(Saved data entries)

PR #902, opened 2018-03-17
Simplify TraceEnum_ELBO and add more tests

fritzo:
Addresses #847 

- Refactors `iter_discrete_traces()` to use `poutine.queue()` again. This appears to cost on 3% overhead on tests.
- Adds an RSVI test of `TraceEnum_ELBO` as requested in #894 . This also simplifies the test to allow use of `@pytest.mark.parametrize`.

### DIFF
--- a/tests/infer/test_inference.py
+++ b/tests/infer/test_inference.py
@@ -218,59 +218,51 @@ class PoissonGammaTests(TestCase):
 
 
 @pytest.mark.stage("integration", "integration_batch_1")
-class ExponentialGammaTests(TestCase):
-    def setUp(self):
-        # exponential-gamma model
-        # gamma prior hyperparameter
-        self.alpha0 = torch.tensor(1.0)
-        # gamma prior hyperparameter
-        self.beta0 = torch.tensor(1.0)
-        self.n_data = 2
-        self.data = torch.tensor([3.0, 2.0])  # two observations
-        self.alpha_n = self.alpha0 + torch.tensor(self.n_data)  # posterior alpha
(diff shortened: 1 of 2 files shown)


tests/infer/test_inference.py
```diff
@@ -218,59 +218,51 @@ def guide():
...
+    def guide():
+        alpha_q_log = pyro.param("alpha_q_log", torch.tensor(log_alpha_n.data + 0.17, requires_grad=True))
+        beta_q_log = pyro.param("beta_q_log", torch.tensor(log_beta_n.data - 0.143, requires_grad=True))
+        alpha_q, beta_q = torch.exp(alpha_q_log), torch.exp(beta_q_log)
+        pyro.sample("lambda_latent", gamma_dist(alpha_q, beta_q))
+
+    adam = optim.Adam({"lr": .0003, "betas": (0.97, 0.999)})
+    svi = SVI(model, guide, adam, loss="ELBO",
+              trace_graph=(elbo_impl == "TraceGraph"),
+              enum_discrete=(elbo_impl == "TraceEnum"),
```
fritzo: Note that there's nothing discrete here; we're simply testing that DiCE correctly handles RSVI's score_parts.

martinjankowiak: is it not worth having a KL gradient test that mixes rsvi with discretes?

fritzo: Sure, I'll add some more test with rsvi + discrete enumeration

eb8680: Do you want this merged now or after you add the tests?

PR #903, opened 2018-03-19
simple automatic guide generation for advi

### LINKED ISSUE #897: Implement Gaussian ADVI
We'd like to be able to automatically create a guide from a model via something like
```py
def advi_multivariate(model, *args, **kwargs):
    """Assumes model structure and dimension are fixed."""
    prototype_trace = poutine.trace(mode).get_trace(*args ,**kwargs)
    dim = sum(site["value"].view(-1).size(0)
              for site in prototype_trace.nodes.values()
              if site["type"] == "sample" and not site["is_observed"])

    def sample_advi_latent():
        loc = pyro.param("_advi_loc", torch.zeros(dim))
        cov = pyro.param("_advi_cov", torch.zeros(dim, dim))
        return pyro.sample("_advi_latent", dist.MultivariateNormal(loc, cov))

    def guide(*args, **kwargs):
        latent = sample_advi_latent()
        pos = 0
        for name, site in prototype_trace.nodes.values():
            shape = site["fn"].shape()
            size = product(shape)
            unconstrained_value = latent[pos, pos + size].view(shape)
            pos += size
            value = transform_to(site["fn"].support)(unconstrained_value)
            pyro.sample(name, dist.Delta(value))

    def wrapped_model(*args, **kwargs):
        with poutine.scale(0):  # <--- avoid counting log p(latent)
            sample_advi_latent()
        return model(*args, **kwargs)

    return wrapped_model, guide
```

martinjankowiak:
this builds on fritz's initial sketch in #897.

this simple prototype actually runs and seems to "do the right thing" at least on the end-to-end conjugate gaussian chain test that is included. the multivariate normal uses a cholesky parameterization or a diagonal covariance (both options are available).

this is actually really simple because of poutine magic. the main improvement left for the future is better initialization.

pair coded with @fritzo 

closes #897


pyro/infer/advi.py
```diff
@@ -0,0 +1,118 @@
...
+    Base class for implementations of ADVI. Each derived class implements its own
+    :meth:`sample_latent` method. Assumes model structure and latent dimension are fixed.
+    """
+    def __init__(self, model):
+        self.prototype_trace = None
+        self.base_model = model
+
+    def setup_prototype(self, *args, **kwargs):
+        # run the model so we can inspect its structure
+        self.prototype_trace = poutine.block(poutine.trace(self.base_model).get_trace)(*args, **kwargs)
```
martinjankowiak: @eb8680 i think you'll appreciate this use of poutine.block

fritzo:
Could you also add a documentation section to https://github.com/uber/pyro/blob/dev/docs/source/pyro.infer.txt, then `make docs` and ensure that your well-written docstrings appear in the generated docs?

pyro/infer/advi.py
```diff
@@ -0,0 +1,138 @@
...
+                pyro.sample(name, dist.Delta(value))
+        assert pos == len(latent)
+
+    def model(self, *args, **kwargs):
+        """
+        A wrapped model with the same ``*args, **kwargs`` as the base ``model``.
+        """
+        # wrap sample statement with a 0.0 poutine.scale to zero out unwanted score
+        with poutine.scale("advi_scope", 0.0):
+            self.sample_latent(*args, **kwargs)
```
eb8680: Since `self.model` and `self.guide` don't share any state, it seems like the right solution here would be to allow auxiliary guide variables in SVI?  That way `ADVI` could just return a guide.

That can be left for a potential followup PR, though.

fritzo:
@martinjankowiak Summary of changes I've pushed:
- Reshape the guide sites via `dist.Delta(...).reshape(extra_event_dims=site["fn"].event_dim)`
- Add `.support` properties to `ReshapedDistribution` and `MaskedDistribution`
- Added docstrings to a couple methods

tests/integration_tests/test_advi.py
```diff
@@ -0,0 +1,78 @@
...
+            self.target_advi_mus[n] += self.target_mus[n].item()
+            self.target_advi_mus[n] += self.target_kappas[n].item() * self.target_advi_mus[n + 1]
+            self.target_advi_diag_cov[n] += 1.0 / self.lambda_posts[n].item()
+            self.target_advi_diag_cov[n] += (self.target_kappas[n].item() ** 2) * self.target_advi_diag_cov[n + 1]
+
+    def test_multivariatate_normal_advi(self):
+        self.do_test_advi(3, reparameterized=True, n_steps=10001)
+
+    def do_test_advi(self, N, reparameterized, n_steps):
+        print("\nGoing to do ADVIGaussianChain test...")
```
fritzo: nit: in tests we try to use `logger.debug(...)` rather than `print(...)`

fritzo:
> @eb8680 Maybe we should add some way for users to mark a model as static

Alternatively we could use a `poutine.trace` to ensure that the `base_model` results in a trace with same site names and shapes as the `prototype_trace`.

pyro/infer/advi.py
```diff
@@ -81,7 +82,10 @@ def model(self, *args, **kwargs):
         with poutine.scale("advi_scope", 0.0):
             self.sample_latent(*args, **kwargs)
         # actual model sample statements shouldn't be zeroed out
-        return self.base_model(*args, **kwargs)
+        base_trace = poutine.trace(self.base_model).get_trace(*args, **kwargs)
```
martinjankowiak: if you're gonna do this might you not as well block all the other sites?

martinjankowiak: shouldn't it error if there exist any _subsample sites?

tests/integration_tests/test_advi.py
```diff
@@ -0,0 +1,109 @@
...
+
+        assert_equal(pyro.param("advi_loc"), self.target_advi_mus[1:], prec=0.05,
+                     msg="advi mean off")
+        assert_equal(diag_cov, self.target_advi_diag_cov[1:], prec=0.07,
+                     msg="advi covariance off")
+
+
+@pytest.mark.parametrize('advi_class', [ADVIDiagonalNormal, ADVIMultivariateNormal])
+def test_diagonal_gaussians(advi_class):
+    n_steps = 3501 if advi_class == ADVIDiagonalNormal else 6001
```
fritzo: tip: another way you could write this is
```py
@pytest.mark.parametrize('advi_class,n_steps', [
    (ADVIDiagonalNormal, 3501),
    (ADVIMultivariateNormal, 6001),
])
def test_diagonal_gaussians(advi_class, n_steps):
    ...
```
which scales a bit better as we add new ADVI classes. no need to change though

pyro/infer/advi.py
fritzo: > if you're gonna do this might you not as well block all the other sites?

What other sites? `base_trace` should contain exactly the same sites as the `prototype_trace`.

> shouldn't it error if there exist any _subsample sites?

Why is that? I have pruned the subsample sites exactly as you did when constructing the `prototype_trace`. Indeed when I failed to prune those sites, the tests failed.

martinjankowiak: well doesn't a subsample hint at being outside of the workable model class?

fritzo: Can you clarify whether you believe this check to be too lax or too strict? I'm having a hard time understanding what you're requesting.

martinjankowiak: i'm fine with the check (assuming it will later be gated).

i'm just suggesting that certain kinds of subsampling (e.g. subsampling local random variables) will break this. maybe a check of some sort is possible. maybe there is no need for a check and we should just add some more textual warnings to the docstring

fritzo: Thanks, that makes sense. I think we can even simply check once in the `prototype_trace`. I'm not sure exactly what the check should be, so maybe we should chat and add it to a follow-up PR.

For example, I'm not sure whether it's ok to subsample observations, since we might allow the `latent` to depend on `*args, **kwargs` through which a subsample might be passed.

martinjankowiak:
yeah let's discuss tomorrow i think this PR is fine to be merged as is

2018-03-20 20:58 GMT-07:00 Fritz Obermeyer <notifications@github.com>:

fehiepsi:
I guess MAP inference can be a straight follow-up of this pull request? :D

beyondpie:
Hi, I cannot find the ADVI code in the latest dev branch. Do I miss something?

fritzo:
Hi @beyondpie, this now lives in [pyro.infer.autoguide](https://docs.pyro.ai/en/stable/infer.autoguide.html)

PR #906, opened 2018-03-19
Add check for TraceEnum_ELBO requirements

fritzo:
This adds a conservative warning to `TraceEnum_ELBO` in cases where the model or guide might contain dependencies on enumerated variables. The warning is only triggered in cases where the model or guide could easily be rewritten to be obviously correct.

### DIFF
--- a/pyro/util.py
+++ b/pyro/util.py
@@ -396,7 +396,7 @@ def check_traceenum_requirements(model_trace, guide_trace):
         for name, site in trace.nodes.items():
             if site["type"] != "sample":
                 continue
-            iranges[name] = tuple(f for f in  site["cond_indep_stack"] if not f.vectorized)
+            iranges[name] = tuple(f for f in site["cond_indep_stack"] if not f.vectorized)
             context = frozenset(f for f in site["cond_indep_stack"] if f.vectorized)
             for restricted_context, names in restricted_contexts.items():
 
--- a/pyro/util.py
+++ b/pyro/util.py
@@ -387,32 +387,54 @@ def check_site_shape(site, max_iarange_nesting):
     # TODO Check parallel dimensions on the left of max_iarange_nesting.
 
 
+def _are_independent(counters1, counters2):
+    for name, counter1 in counters1.items():
+        if name in counters2:
+            if counters2[name] != counter1:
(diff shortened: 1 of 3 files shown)


pyro/util.py
```diff
@@ -386,6 +387,56 @@ def check_site_shape(site, max_iarange_nesting):
...
+    enumerated_sites = set(name for name, site in guide_trace.nodes.items()
+                           if site["type"] == "sample" and site["infer"].get("enumerate"))
+    for role, trace in [('model', model_trace), ('guide', guide_trace)]:
+        irange_counters = {}
+        enumerated_contexts = defaultdict(set)
+        for name, site in trace.nodes.items():
+            if site["type"] != "sample":
+                continue
+            irange_counter = {f.name: f.counter for f in site["cond_indep_stack"] if not f.vectorized}
+            context = frozenset(f for f in site["cond_indep_stack"] if f.vectorized)
```
fritzo: We only care about vectorized frames, since only vectorized variables are enumerated in lock-step.

pyro/util.py
```diff
@@ -386,6 +387,56 @@ def check_site_shape(site, max_iarange_nesting):
...
+
+def check_traceenum_requirements(model_trace, guide_trace):
+    """
+    Warn if user could easily rewrite the model or guide in a way that would
+    clearly avoid invalid dependencies on enumerated variables.
+
+    :class:`~pyro.infer.traceenum_elbo.TraceEnum_ELBO` enumerates over
+    synchronized products rather than full cartesian products. Therefore models
+    must ensure that no variable outside of an iarange depends on an enumerated
+    variable inside that iarange. Since full dependency checking is impossible,
```
martinjankowiak: ... is impossible without ____ ....

fritzo: full dependency checking is impossible without *an oracle to the halting problem*

fritzo:
Any additional comments, or is this ready to merge?

martinjankowiak:
yup, just waiting on a commitment from you to explain to any confused users why their model generated this warning : )

fritzo:
yes, i hereby commit to responding to users about why warnings were generated.

PR #908, opened 2018-03-20
Implement constraints in pyro.param statements

### LINKED ISSUE #749: Support constrain_to=___ argument in pyro.param()
The usual way to do constrained optimization in Pyro is to transform unconstrained parameters, e.g.
```py
log_variance = pyro.param("log_variance", Variable(torch.zeros(10), requires_grad=True))
variance = log_variance.exp()
```
PyTorch 0.4 introduces a generic way to do this using `transform_to()`:
```py
from torch.distributions import constraints, transform_to

variance = transform_to(constraints.positive)(pyro.param("unconstrained_variance", ...))
```
It would be nice to use `transform_to()` to provide more first-class support for constraints in `pyro.param`, something like
```py
# possible future syntax:
variance = pyro.param("variance", Variable(...), constrain_to=constraints.positive)
```

See also discussion in #702

fritzo:
Closes #749 

This adds new syntax
```py
sigma = pyro.param('sigma', torch.tensor(1.0),  # <--- no need to requires_grad=True

assert pyro.param('sigma') > 0  # <--- no need to specify constraint
```
Note that constraints are not yet compatible with param store load/save operations. This is blocked by https://github.com/probtorch/pytorch/issues/138, after which load/save should work fine.

## Tested

- [x] Convert integration tests to use `constraints.positive`
- [x] Convert some tests to use `constraints.unit_interval`
- [x] Measure performance overhead

## Benchmarks

| | before (sec) | after (sec) |
| --- | --- | ---
| test_exponential_gamma | 107.52 | 107.43 |
| NormalNormalTests | 32.06 | 31.54 | 

Pair coded with @eb8680.


pyro/params/param_store.py
```diff
@@ -223,19 +228,29 @@ def get_param(self, name, init_tensor=None, tags="default"):
...
             if callable(init_tensor):
-                self._params[name] = init_tensor()
-            else:
-                # from the memory passed in
-                self._params[name] = init_tensor
+                init_tensor = init_tensor()
+
+            # store the unconstrained value and constraint
+            with torch.no_grad():
+                unconstrained_param = transform_to(constraint).inv(init_tensor)
```
neerajprad: Is it worth skipping this for `constraints.real`? I suppose it should be fine unless there is some non-negligible cost to using the identity transform. It might be good to do a perf comparison (we can just use one of the tests that you modified, but we can do it separately).

eb8680: > It might also be good to do a perf comparison

Yeah, we should definitely add one, and there's a clear perf regression since the transform is applied every time `get_param` is called.  This could be avoided with a bit more bookkeeping, but we thought we'd address that in a followup PR.

fritzo: `transform_to(constraints.real).inv` simply returns its argument and is very cheap.

neerajprad:
Looks great, can we merge this?

pyro/params/param_store.py
```diff
@@ -51,11 +54,13 @@ def clear(self):
         self._active_params = set()
         self._param_tags = defaultdict(lambda: set())
         self._tag_params = defaultdict(lambda: set())
+        self._constraints = {}
 
     def named_parameters(self):
         """
         Returns an iterator over tuples of the form (name, parameter) for each parameter in the ParamStore
         """
+        # TODO consider returing constrained
```
jpchen: 'returning'

fritzo:
OK, ready to merge. I added some benchmarking of some tests and found no speed penalty.

PR #909, opened 2018-03-20
Delete tagging mechanism from parameter store

eb8680:
Another param store cleanup PR.  This feature wasn't being used much and was significantly bloating the parameter store.

Blocked by #908


tests/infer/test_inference.py
```diff
@@ -98,16 +98,16 @@ def setUp(self):
...
 
-    def do_test_fixedness(self, fixed_tags):
+    def do_test_fixedness(self, fixed_parts):
         pyro.clear_param_store()
 
         def model():
             alpha_p_log = pyro.param(
                 "alpha_p_log", torch.tensor(
-                    self.alpha_p_log_0.clone(), requires_grad=True), tags="model")
+                    self.alpha_p_log_0.clone()))
```
jpchen: does this need `requires_grad=True` for pyro params

martinjankowiak:
i don't have any objection to removing this but if it "wasn't being used" then the changes you made to air wouldn't have been required....

eb8680:
> i don't have any objection to removing this but if it "wasn't being used" then the changes you made to air wouldn't have been required....

OK, I've added a "much" to my description.  Does that help clear things up?

tests/infer/test_inference.py
```diff
@@ -89,7 +89,7 @@ def guide():
         assert_equal(0.0, log_sig_error, prec=0.05)
 
 
-@pytest.mark.skip("Reinstate once poisson is migrated to PyTorch - https://github.com/uber/pyro/issues/699")
+# @pytest.mark.skip("Reinstate once poisson is migrated to PyTorch - https://github.com/uber/pyro/issues/699")
```
fritzo: We should either delete this line or uncomment it.

tests/integration_tests/test_tracegraph_elbo.py
```diff
@@ -568,8 +568,8 @@ def guide():
                                             infer=dict(baseline=dict(baseline_value=baseline_value)))
                         assert z_i_k.shape == (4 - i,)
 
-        def per_param_callable(module_name, param_name, tags):
-            if 'baseline' in tags:
+        def per_param_callable(module_name, param_name):
+            if 'baseline' in param_name or 'baseline' in module_name:
```
fritzo: :+1: I think string matching is a more maintainable mechanism than a tags dict + code to access it. Especially as we refactor towards local param stores.

Issue #912, opened 2018-03-21
Test failure of enum-parallel gradients after PyTorch #5776


neerajprad:
With the latest pytorch master, many parallel enum tests in `test_enum` are failing due to mismatch in the gradient computation.

To replicate, checkout the commit `5fa3aac610ee234338dbc11eb5b6d4a133cb483d` in PyTorch master (https://github.com/pytorch/pytorch/pull/5776), build PyTorch and run these tests
```sh
pytest -v --tb=short tests/infer/test_enum.py
```
Example of a failing test - `test_elbo_iarange_iarange  2-2-None-None-parallel-None`.

@fritzo, @eb8680 - I thought that there could be some unexpected interactions between the dice elbo change and upstream PyTorch. Turns out that is not exactly the case as 11 of our tests fail even before the dice elbo change, but there are more failures (79) with dice elbo. Could you guys take a look? 

This could either be a Pyro bug or something in PyTorch upstream.

cpuhrsch:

• [What to work on]:
Reproduce only this range: the first line of the data above through the line with "overhead on tests.", both included, exactly as written.

• [Result of the task]:
PR #902, opened 2018-03-17
Simplify TraceEnum_ELBO and add more tests

fritzo:
Addresses #847 

- Refactors `iter_discrete_traces()` to use `poutine.queue()` again. This appears to cost on 3% overhead on tests.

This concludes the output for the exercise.